Among the records, which lines include "store"? List them.

------ PROVIDED DATA

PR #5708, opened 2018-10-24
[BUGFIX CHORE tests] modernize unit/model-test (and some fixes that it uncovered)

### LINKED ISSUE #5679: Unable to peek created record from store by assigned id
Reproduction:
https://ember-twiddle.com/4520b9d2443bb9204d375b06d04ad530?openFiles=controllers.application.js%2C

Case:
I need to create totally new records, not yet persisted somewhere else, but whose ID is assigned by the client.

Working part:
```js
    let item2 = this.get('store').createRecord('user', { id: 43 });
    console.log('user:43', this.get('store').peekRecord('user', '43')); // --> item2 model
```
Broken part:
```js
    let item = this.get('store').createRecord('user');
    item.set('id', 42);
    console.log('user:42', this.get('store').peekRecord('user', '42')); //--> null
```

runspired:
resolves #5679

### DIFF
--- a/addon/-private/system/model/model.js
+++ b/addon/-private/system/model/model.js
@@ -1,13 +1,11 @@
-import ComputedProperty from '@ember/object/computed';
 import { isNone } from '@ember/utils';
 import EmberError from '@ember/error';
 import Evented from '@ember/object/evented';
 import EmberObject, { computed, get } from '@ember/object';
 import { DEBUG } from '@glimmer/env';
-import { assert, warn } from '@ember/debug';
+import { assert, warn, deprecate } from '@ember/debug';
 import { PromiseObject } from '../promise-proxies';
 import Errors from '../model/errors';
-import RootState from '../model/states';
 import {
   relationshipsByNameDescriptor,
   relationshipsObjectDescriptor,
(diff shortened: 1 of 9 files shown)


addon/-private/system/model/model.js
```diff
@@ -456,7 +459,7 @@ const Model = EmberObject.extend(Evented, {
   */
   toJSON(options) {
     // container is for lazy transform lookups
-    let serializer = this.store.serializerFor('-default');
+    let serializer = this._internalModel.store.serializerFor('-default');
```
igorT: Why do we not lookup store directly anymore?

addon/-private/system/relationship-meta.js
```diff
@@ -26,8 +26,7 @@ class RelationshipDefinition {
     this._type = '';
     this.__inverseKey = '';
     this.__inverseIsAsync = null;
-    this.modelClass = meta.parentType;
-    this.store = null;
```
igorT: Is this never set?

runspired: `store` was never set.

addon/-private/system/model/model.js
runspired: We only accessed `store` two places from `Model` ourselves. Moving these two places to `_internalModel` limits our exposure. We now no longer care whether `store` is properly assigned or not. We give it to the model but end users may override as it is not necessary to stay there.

------------
------ PROVIDED DATA

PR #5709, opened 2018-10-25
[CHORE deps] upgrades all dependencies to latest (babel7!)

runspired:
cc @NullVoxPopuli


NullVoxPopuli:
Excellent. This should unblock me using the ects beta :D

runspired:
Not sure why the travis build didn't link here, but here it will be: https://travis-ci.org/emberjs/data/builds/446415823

------------
------ PROVIDED DATA

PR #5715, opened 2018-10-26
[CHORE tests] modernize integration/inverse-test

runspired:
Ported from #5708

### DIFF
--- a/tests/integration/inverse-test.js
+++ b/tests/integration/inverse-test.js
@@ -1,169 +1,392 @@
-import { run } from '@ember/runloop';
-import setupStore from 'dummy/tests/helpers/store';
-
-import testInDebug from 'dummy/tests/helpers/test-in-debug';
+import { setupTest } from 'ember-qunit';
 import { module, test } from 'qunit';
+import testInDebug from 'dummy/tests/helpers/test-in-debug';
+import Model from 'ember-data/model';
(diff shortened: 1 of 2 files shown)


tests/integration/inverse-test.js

------------

RESULT OF THIS TASK:
### LINKED ISSUE #5679: Unable to peek created record from store by assigned id
    let item2 = this.get('store').createRecord('user', { id: 43 });
    console.log('user:43', this.get('store').peekRecord('user', '43')); // --> item2 model
    let item = this.get('store').createRecord('user');
    console.log('user:42', this.get('store').peekRecord('user', '42')); //--> null
-    let serializer = this.store.serializerFor('-default');
+    let serializer = this._internalModel.store.serializerFor('-default');
igorT: Why do we not lookup store directly anymore?
-    this.store = null;
runspired: `store` was never set.
runspired: We only accessed `store` two places from `Model` ourselves. Moving these two places to `_internalModel` limits our exposure. We now no longer care whether `store` is properly assigned or not. We give it to the model but end users may override as it is not necessary to stay there.
-import setupStore from 'dummy/tests/helpers/store';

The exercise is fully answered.